Entries supplied Block Start

PR #189, opened 2017-04-12
MW-172-1: Cloud Agnostic changes for v2 api cluster requests

tanishgupta1:
* Added cloud as extra variable for qubole configuration setting.

* Created aws , oracle, azure classes to manage cloud config setting, argparser of cluster or other cloud specific functions.

* Added engine class to manage engine specific functions.

* Manage command line arguments accordingly w.r.t cloud. So for aws cloud only aws specific command line arguments will be shown. Similarly for azure and oracle.


tanishgupta1:
* Added cloud as extra variable for qubole configuration setting.

* Created aws , oracle, azure classes to manage cloud config setting, argparser of cluster or other cloud specific functions.

* Added engine class to manage engine specific functions.

* Manage command line arguments accordingly w.r.t cloud. So for aws cloud only aws specific command line arguments will be shown. Similarly for azure and oracle.

bin/qds.py
```diff
@@ -524,6 +542,10 @@ def main():
                          default=False,
                          help="skip verification of server SSL certificate. Insecure: use with caution.")
 
+    optparser.add_option("--cloud", dest="cloud",
+                         default=os.getenv('CLOUD_PROVIDER'),
+                         help="cloud", choices=["AWS", "AZURE", "ORACLE_BMC"])
```
sourabh912: Where are we setting "aws" as default cloud provider?

qds_sdk/cloud/aws_cloud.py
```diff
@@ -0,0 +1,172 @@
...
+
+            master_elastic_ip: It is the Elastic IP address for attaching to the cluster master
+
+        '''
+
+        self.set_compute_config(use_account_compute_creds, compute_access_key, compute_secret_key, role_instance_profile)
+        self.set_location(aws_region, aws_availability_zone)
+        self.set_network_config(bastion_node_public_dns, persistent_security_groups, master_elastic_ip, vpc_id, subnet_id)
+
+
```
sourabh912: nit: Remove extra space.

qds_sdk/cloud/aws_cloud.py
```diff
@@ -0,0 +1,172 @@
...
+                           vpc_id=None,
+                           subnet_id=None):
+        self.network_config['bastion_node_public_dns'] = bastion_node_public_dns
+        self.network_config['persistent_security_groups'] = persistent_security_groups
+        self.network_config['master_elastic_ip'] = master_elastic_ip
+        self.network_config['vpc_id'] = vpc_id
+        self.network_config['subnet_id'] = subnet_id
+
+
+
```
sourabh912: nit: Please remove extra lines.

qds_sdk/cloud/aws_cloud.py
```diff
@@ -0,0 +1,172 @@
...
+                              persistent_security_groups=arguments.persistent_security_groups,
+                              bastion_node_public_dns=arguments.bastion_node_public_dns,
+                              master_elastic_ip=arguments.master_elastic_ip)
+
+    def create_parser(self, argparser):
+
+        # compute settings parser
+        compute_config = argparser.add_argument_group("compute config settings")
+        compute_creds = compute_config.add_mutually_exclusive_group()
+        compute_creds.add_argument("--enable_account_compute_creds",
```
sourabh912: Please replace underscore (`_`) with dash (`-`) in `enable_account_compute_creds `.

qds_sdk/cloud/aws_cloud.py
```diff
@@ -0,0 +1,172 @@
...
+                                   dest="use_account_compute_creds",
+                                   action="store_true",
+                                   default=None,
+                                   help="to use account compute credentials")
+        compute_creds.add_argument("--disable_account_compute_creds",
```
sourabh912: Same as above comment.

qds_sdk/cloud/azure_cloud.py
```diff
@@ -0,0 +1,208 @@
...
+            vnet_resource_group_name: vnet resource group name for azure
+
+            master_elastic_ip: It is the Elastic IP address for attaching to the cluster master
+
+        '''
+
+
+        self.set_compute_config(use_account_compute_creds, compute_tenant_id, compute_subscription_id, compute_client_id, compute_client_secret)
+        self.set_location(location)
+        self.set_network_config(bastion_node_public_dns, persistent_security_groups, master_elastic_ip, vnet_name, subnet_name, vnet_resource_group_name)
```
sourabh912: nit: Split the fn arguments in multiple lines (not necessarily one line for one argument).

bin/qds.py
tanishgupta1: When we define configuration inside qubole.py then we initialise aws as default cloud.

qds_sdk/cloud/aws_cloud.py
tanishgupta1: done

qds_sdk/cloud/aws_cloud.py
tanishgupta1: done

qds_sdk/cloud/aws_cloud.py
tanishgupta1: done

qds_sdk/cloud/azure_cloud.py
tanishgupta1: done

bin/qds.py
sourabh912: Specifying it inside qubole.py is fine. We should also set the default here as well just like we are setting defaults for `api_token`, `api_url` etc

qds_sdk/cloud/aws_cloud.py
```diff
@@ -0,0 +1,168 @@
...
+                                   dest="use_account_compute_creds",
+                                   action="store_true",
+                                   default=None,
+                                   help="to use account compute credentials")
+        compute_creds.add_argument("--disable-account-compute-creds",
+                                   dest="use_account_compute_creds",
+                                   action="store_false",
+                                   default=None,
+                                   help="to disable account compute credentials")
+
```
sourabh912: nit: Remove an extra line here. Also please take care of this thing elsewhere in the PR.

qds_sdk/clusterv2.py
```diff
@@ -0,0 +1,549 @@
...
+class ClusterCmdLine:
+
+    @staticmethod
+    def parsers(action):
+        argparser = argparse.ArgumentParser(
+            prog="qds.py cluster",
+            description="Cluster Operations for Qubole Data Service.")
+        subparsers = argparser.add_subparsers(title="Cluster operations")
+
+        create = subparsers.add_parser("create", help="Create a new cluster")
```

Entries supplied Block End

(Instructions for the task):
Could you return the data above exactly as it stands?

(Written response):
PR #189, opened 2017-04-12
MW-172-1: Cloud Agnostic changes for v2 api cluster requests

tanishgupta1:
* Added cloud as extra variable for qubole configuration setting.

* Created aws , oracle, azure classes to manage cloud config setting, argparser of cluster or other cloud specific functions.

* Added engine class to manage engine specific functions.

* Manage command line arguments accordingly w.r.t cloud. So for aws cloud only aws specific command line arguments will be shown. Similarly for azure and oracle.


tanishgupta1:
* Added cloud as extra variable for qubole configuration setting.

* Created aws , oracle, azure classes to manage cloud config setting, argparser of cluster or other cloud specific functions.

* Added engine class to manage engine specific functions.

* Manage command line arguments accordingly w.r.t cloud. So for aws cloud only aws specific command line arguments will be shown. Similarly for azure and oracle.

bin/qds.py
```diff
@@ -524,6 +542,10 @@ def main():
                          default=False,
                          help="skip verification of server SSL certificate. Insecure: use with caution.")
 
+    optparser.add_option("--cloud", dest="cloud",
+                         default=os.getenv('CLOUD_PROVIDER'),
+                         help="cloud", choices=["AWS", "AZURE", "ORACLE_BMC"])
```
sourabh912: Where are we setting "aws" as default cloud provider?

qds_sdk/cloud/aws_cloud.py
```diff
@@ -0,0 +1,172 @@
...
+
+            master_elastic_ip: It is the Elastic IP address for attaching to the cluster master
+
+        '''
+
+        self.set_compute_config(use_account_compute_creds, compute_access_key, compute_secret_key, role_instance_profile)
+        self.set_location(aws_region, aws_availability_zone)
+        self.set_network_config(bastion_node_public_dns, persistent_security_groups, master_elastic_ip, vpc_id, subnet_id)
+
+
```
sourabh912: nit: Remove extra space.

qds_sdk/cloud/aws_cloud.py
```diff
@@ -0,0 +1,172 @@
...
+                           vpc_id=None,
+                           subnet_id=None):
+        self.network_config['bastion_node_public_dns'] = bastion_node_public_dns
+        self.network_config['persistent_security_groups'] = persistent_security_groups
+        self.network_config['master_elastic_ip'] = master_elastic_ip
+        self.network_config['vpc_id'] = vpc_id
+        self.network_config['subnet_id'] = subnet_id
+
+
+
```
sourabh912: nit: Please remove extra lines.

qds_sdk/cloud/aws_cloud.py
```diff
@@ -0,0 +1,172 @@
...
+                              persistent_security_groups=arguments.persistent_security_groups,
+                              bastion_node_public_dns=arguments.bastion_node_public_dns,
+                              master_elastic_ip=arguments.master_elastic_ip)
+
+    def create_parser(self, argparser):
+
+        # compute settings parser
+        compute_config = argparser.add_argument_group("compute config settings")
+        compute_creds = compute_config.add_mutually_exclusive_group()
+        compute_creds.add_argument("--enable_account_compute_creds",
```
sourabh912: Please replace underscore (`_`) with dash (`-`) in `enable_account_compute_creds `.

qds_sdk/cloud/aws_cloud.py
```diff
@@ -0,0 +1,172 @@
...
+                                   dest="use_account_compute_creds",
+                                   action="store_true",
+                                   default=None,
+                                   help="to use account compute credentials")
+        compute_creds.add_argument("--disable_account_compute_creds",
```
sourabh912: Same as above comment.

qds_sdk/cloud/azure_cloud.py
```diff
@@ -0,0 +1,208 @@
...
+            vnet_resource_group_name: vnet resource group name for azure
+
+            master_elastic_ip: It is the Elastic IP address for attaching to the cluster master
+
+        '''
+
+
+        self.set_compute_config(use_account_compute_creds, compute_tenant_id, compute_subscription_id, compute_client_id, compute_client_secret)
+        self.set_location(location)
+        self.set_network_config(bastion_node_public_dns, persistent_security_groups, master_elastic_ip, vnet_name, subnet_name, vnet_resource_group_name)
```
sourabh912: nit: Split the fn arguments in multiple lines (not necessarily one line for one argument).

bin/qds.py
tanishgupta1: When we define configuration inside qubole.py then we initialise aws as default cloud.

qds_sdk/cloud/aws_cloud.py
tanishgupta1: done

qds_sdk/cloud/aws_cloud.py
tanishgupta1: done

qds_sdk/cloud/aws_cloud.py
tanishgupta1: done

qds_sdk/cloud/azure_cloud.py
tanishgupta1: done

bin/qds.py
sourabh912: Specifying it inside qubole.py is fine. We should also set the default here as well just like we are setting defaults for `api_token`, `api_url` etc

qds_sdk/cloud/aws_cloud.py
```diff
@@ -0,0 +1,168 @@
...
+                                   dest="use_account_compute_creds",
+                                   action="store_true",
+                                   default=None,
+                                   help="to use account compute credentials")
+        compute_creds.add_argument("--disable-account-compute-creds",
+                                   dest="use_account_compute_creds",
+                                   action="store_false",
+                                   default=None,
+                                   help="to disable account compute credentials")
+
```
sourabh912: nit: Remove an extra line here. Also please take care of this thing elsewhere in the PR.

qds_sdk/clusterv2.py
```diff
@@ -0,0 +1,549 @@
...
+class ClusterCmdLine:
+
+    @staticmethod
+    def parsers(action):
+        argparser = argparse.ArgumentParser(
+            prog="qds.py cluster",
+            description="Cluster Operations for Qubole Data Service.")
+        subparsers = argparser.add_subparsers(title="Cluster operations")
+
+        create = subparsers.add_parser("create", help="Create a new cluster")
```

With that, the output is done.